Tonight I saw this quote on Facebook:  “God has no bad thought towards us. Only a desire to see us conform to the image of Jesus.” I don’t know who said it or where it’s from, but here’s what I know-  This season that seems unending and hard and so so tiring is purposed to make me more like Jesus.  This season that makes me want to give up on everything even when I know that that’s not what I’m supposed to do is purposed to make me more like Jesus.  This testing is going to make me more like Him.

I hate it.  I hate going through the fire.  I hate being poked and prodded.  I hate being broken and torn and beat up.  I wish there was an easier way, but there isn’t.  This is the way God chose because it’s the absolute best for me right now.  This is the most effective way to make me more like Him.
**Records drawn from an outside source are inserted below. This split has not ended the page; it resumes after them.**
Issue #218, opened 2021-01-20
Make pyat-0.1.0 release using Github Actions


willrogers:
Previous releases were made using Travis CI, but we are now using Github Actions for CI.

Useful links:

* [cibuildwheel docs](https://cibuildwheel.readthedocs.io/en/stable/)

I’m learning to keep promises.  I’m learning to fight as hard as I possibly can even when I’m down.  I’m learning to seek the Lord with every single thought because that’s the only place I am finding life.  He’s teaching me to recognize all of the broken cisterns in my life.  He’s teaching me how to love without abandon and without condition.  He’s teaching me that my life isn’t about me and what I want and how happy I can be- It’s about Him and what He wants and how I can honor Him with all of me.

This season sucks.  It really does.  But when the spring comes around, I believe whole-heartedly that it will be so much more appreciated because I will see the beauty from ashes.